**Problem requirements**
Go through the records below and return each line that has "self" in it.

==*==

PR #719, opened 2023-10-10
[16][FIX] base_delivery_carrier_label : qty from operation for any uom

florian-dacosta:
For stock move, the weight is computed no matter of the uom of the product.
I think there is no point on doing differently for `stock.move.line`
Also fix uom qty conversion as qty_done and reserved_qty are not necessarly in the same UOM

@hparfr @bealdav


base_delivery_carrier_label/models/stock_move_line.py
```diff
@@ -17,32 +17,23 @@ class StockMoveLine(models.Model):
...
-                cant_calc_total = True
             # reserved_qty may be 0 if you don't set move line
             # individually but directly validate the picking
-            qty = operation.qty_done or operation.reserved_qty
+            qty = (
+                operation.qty_done
+                and operation.product_uom_id._compute_quantity(
+                    operation.qty_done, operation.product_id.uom_id
+                )
+                or operation.reserved_qty
```
hparfr, line 34: the quantity is converted only if it's done ; if it's only reserved there is no convertion ?

hparfr (commented):
my memory is a bit rusty on this topic; why removing the test instead of fixing it ?

florian-dacosta:
> my memory is a bit rusty on this topic; why removing the test instead of fixing it ?

Because the test was testing something that does not seem to be the right behavior, so there is nothing to fix IMO.

If the uom of the product is the cm and the weight is 1, it means the wieght of the product is 1kg per cm, no?
The only case where we can have an inconsistency is if the uom of the product is of the weight type. We could have a product with uom the gram but its weight beeing 10 gram for instance, but this is a confiuration issue/inconsistency, not sure we really need to solve this here (Odoo does not on the stock move weight).

base_delivery_carrier_label/models/stock_move_line.py
florian-dacosta: qty done is meant to be consistent with the uom of the stock move (it should named uom_qty_done actually) while reserved_qty consistent with the uom of the product. (reserved_uom_qty exists and is consistent with the uom of the stock move).

PR #725, opened 2023-10-30
[14.0][MIG] delivery_purchase: Migration to 14.0

victoralmau:
Migration to 14.0

@Tecnativa TT45656


delivery_purchase/models/purchase_order.py
```diff
@@ -0,0 +1,32 @@
...
+    _inherit = "purchase.order"
+
+    carrier_id = fields.Many2one(
+        comodel_name="delivery.carrier",
+        string="Delivery Method",
+    )
+    delivery_price = fields.Float()
+
+    @api.onchange("partner_id")
+    def onchange_partner_id_delivery_purchase(self):
```
pedrobaeza: Better to convert both fields to computed writable.

victoralmau: Ok, changes done.

delivery_purchase/tests/test_delivery_purchase.py
```diff
@@ -6,7 +6,7 @@
 class TestDeliveryPurchase(common.SavepointCase):
     @classmethod
     def setUpClass(cls):
-        super(TestDeliveryPurchase, cls).setUpClass()
+        super().setUpClass()
```
chienandalu, line 9: nitpick: shut mail stuff by context if possible

delivery_purchase/models/purchase_order.py
```diff
@@ -0,0 +1,35 @@
...
+from odoo import api, fields, models
+
+
+class PurchaseOrder(models.Model):
+    _inherit = "purchase.order"
+
+    carrier_id = fields.Many2one(
+        comodel_name="delivery.carrier",
+        compute="_compute_carrier_id",
+        store=True,
```
chienandalu, line 16:
```suggestion
        store=True,
        readonly=False,
```

delivery_purchase/models/purchase_order.py
```diff
@@ -0,0 +1,35 @@
...
+        string="Delivery Method",
+    )
+    delivery_price = fields.Float(compute="_compute_delivery_price", store=True)
```
chienandalu:
```suggestion
    delivery_price = fields.Float(compute="_compute_delivery_price", store=True, readonly=False)
```

chienandalu (commented):
I don't know the context of the module. Should a line with de delivery charges be created in the PO as it is in the SO?

pedrobaeza:
> Should a line with the delivery charges be created in the PO as it is in the SO?

That's one of the expansions to do (you can check in the TT).

victoralmau:
> I don't know the context of the module. Should a line with de delivery charges be created in the PO as it is in the SO?

Changes done.

delivery_purchase/models/purchase_order.py
```diff
@@ -25,14 +26,71 @@ def _compute_carrier_id(self):
...
 
     @api.model
     def _prepare_picking(self):
         res = super()._prepare_picking()
         if self.carrier_id:
             res["carrier_id"] = self.carrier_id.id
         return res
+
+    @api.depends("order_line.is_delivery")
+    def _get_invoice_status(self):
```
pedrobaeza: Instead of overwriting this method at purchase order level, can you please override the `invoice_status` at line status and disable deliveries one if no other are invoiceable?

delivery_purchase/models/purchase_order.py
```diff
@@ -25,14 +26,71 @@ def _compute_carrier_id(self):
...
+
+    def _create_delivery_line(self, carrier, price_unit):
+        product = carrier.product_id
+        if product.description_purchase:
+            po_description = "%s: %s" % (carrier.name, product.description_purchase)
+        else:
+            po_description = carrier.name
+
+        taxes = product.supplier_taxes_id
+        if self.partner_id and self.fiscal_position_id:
```
pedrobaeza: Why doing this manually instead of relying in standard? Call `onchange` for getting the proper values.

delivery_purchase/models/purchase_order.py
victoralmau: The `invoice_status` field does not exist in lines, another option would be to overwrite the `qty_to_invoice` field.

The `invoice_status` overwrite option is the one that `delivery` with sale orders.

pedrobaeza: This line https://github.com/OCA/delivery-carrier/pull/725/files/ab4625a182b4f57ff128ecd652b2c011119e87a1..6cda513556c0f2e54378b566d6085a0adbe3d1a2#diff-65ffd2f9c25409d29856d4366222d99ca9291f92663574680e428ba5e551fafeR58 is using `invoice_status` in lines.

victoralmau: Ok sorry, changed the approach to use `qty_to_invoice`

delivery_purchase/models/purchase_order.py
victoralmau: I have changed the way of set the values to avoid all this with another approach, do you see it correct now?

chienandalu (approved):
Tested :+1:

pedrobaeza (approved):
/ocabot merge nobump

==*==

**Exercise output**
+    def onchange_partner_id_delivery_purchase(self):
@@ -25,14 +26,71 @@ def _compute_carrier_id(self):
     def _prepare_picking(self):
         if self.carrier_id:
             res["carrier_id"] = self.carrier_id.id
+    def _get_invoice_status(self):
@@ -25,14 +26,71 @@ def _compute_carrier_id(self):
+    def _create_delivery_line(self, carrier, price_unit):
+        if self.partner_id and self.fiscal_position_id:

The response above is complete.